European Centre for Democratic Resilience
Planned for 2026.The Centre will be the operational backbone of the European Democracy Shield, uniting national capabilities to detect, analyse and attribute foreign information manipulation and interference (FIMI). It will pool open-source intelligence, media forensics and platform signals, provide rapid alerts and incident-response templates, and coordinate joint attribution with partners. The Centre will convene Member States and neighbouring countries, standardise methodologies, and channel support to independent media and media-literacy initiatives. By closing gaps between monitoring, policy action and sanctions, it will strengthen deterrence, help protect elections and debate, and build a European capacity against hybrid threats.
European Democracy Shield
Planned for Q4 2025.It will harden democratic resilience by combining early detection of foreign information manipulation, coordinated analysis and rapid response across the Union. A new European Centre for Democratic Resilience will pool national expertise and capacities as the hub for monitoring, attribution and joint action with partners. The Shield will leverage the EU’s FIMI toolbox and the Digital Services Act, expand media- and digital-literacy efforts, and strengthen crisis communication to counter disinformation systematically. It complements a forthcoming Media Resilience Programme supporting independent journalism, and is anchored in upgrades to EU internal-security governance. Work will also address harmful social-media design and youth well-being through expert advice on safeguards and enforcement.

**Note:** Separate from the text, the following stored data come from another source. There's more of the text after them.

PR #386, opened 2017-08-02
fix percentage view on mobile layout

ariestiyansyah:
Percentage number doesn't fit in the middle when using mobile browser, chrome, firefox and safari on desktop, this commit is simple solution.

**Before**

**After**

### DIFF
--- a/public/main.css
+++ b/public/main.css
@@ -389,7 +389,6 @@ tbody {
   letter-spacing: -0.78px;
   font-family: 'Segoe UI', 'SF Pro Text', sans-serif;
   top: 53px;
-  left: 246.75px;
   width: 98.5px;
   -moz-user-select: none;
   -ms-user-select: none;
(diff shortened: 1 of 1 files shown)


ericawright:
arguably, it is more important to support mobile than older FF versions if we can't find a fix for this easily.

ariestiyansyah:
For me mobile first is important and also considering user who use different browser and screen size is good thing.

ericawright:
I checked, and it will work for 51 and 52 if you add 
```
.percentage {
...
  left: 50%;
  transform: translateX(-50%);
```
Plus your removal of the left rule. While you're there, could you remove the `width: 98.5px;` rule? As I don't think it does anything.
I'd add it myself to your PR but I can't seem to figure out if I can do that or not ;)

Thanks for this!

ariestiyansyah:
@ericawright thanks Erica, commit updated 5576bc065230739a721c65728e2c056cd0bf0118

ericawright:
(the test timing out is not your fault) Merging, thank you!

Issue #382, opened 2017-08-02
Odd behavior when hovering over Send icon/wordmark in header


pdehaan:
Found in https://send.dev.mozaws.net/__version__ (bca7948):

```js
{
  commit: "bca7948",
  source: "https://github.com/mozilla/send/",
  version: "v1.0.2"
}
```

---

### Steps to reproduce:
1. Go to https://send.dev.mozaws.net.
1. Hover over the Send logo/wordmark in header.

### Actual results:
Even though you're hovered over the logo, and the target HREF is https://send.dev.mozaws.net/, the "Firefox Test Pilot" text highlights.

<img width="328" alt="firefox_send" src="https://user-images.githubusercontent.com/557895/28858094-1538b620-7703-11e7-85e4-99845f2cadd9.png">

### Expected results:
The "Test Pilot" text shouldn't highlight unless you're hovering over the https://testpilot.firefox.com/ link. Not sure if hovering over the "Send" logo or wordmark should cause "Send" to turn blue.

wresuolc:
"This was legit at first" --erica

PR #392, opened 2017-08-02
Adjust hover behavior on send-logo (#382)

weihanglo:
I adjusted highlight targets to `h1` and `a`. Now it looks like this:

untitled

Not quite sure if this fits the original design.

### DIFF
--- a/public/main.css
+++ b/public/main.css
@@ -39,6 +39,11 @@ body {
   align-items: center;
 }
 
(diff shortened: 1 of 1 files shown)


weihanglo:
Should I amend the previous commit, or two separate commits is OK?

ericawright:
@weihanglo whichever you prefer is fine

Media Resilience Programme
Planned for 2026.The Commission will launch a Media Resilience Programme to shore up independent journalism and fight “news deserts.” It will finance local and investigative outlets, cross-border collaborations, safety of journalists, and media literacy, with a budget uplift in the next MFF. The programme will also mobilise private capital (using EU guarantees and blended-finance tools) to sustain viable business models for media and digital transition. It will work with the European Democracy Shield and the European Centre for Democratic Resilience to detect and counter disinformation and foreign interference, while strengthening pluralism, transparency, and citizens’ access to trustworthy information across EU languages.
Strategic EU-India Agenda
Europe have tabled a Strategic EU–India Agenda that elevates the partnership across five pillars: prosperity, technology, security, connectivity and enablers. It prioritises concluding an FTA and an Investment Protection Agreement, alongside Global Gateway investments and supply-chain de-risking via the EU–India TTC (chips, solar, APIs). It deepens digital cooperation (e.g. trusted data flows, secure 5G/6G and interoperable digital public infrastructures) and expands joint R&I in AI, HPC/quantum and space. A Security and Defence Partnership with a Security of Information Agreement will underpin maritime, cyber and hybrid resilience. Delivery will be steered by an annual summit, upgraded TTC, and an EU–India Business Forum.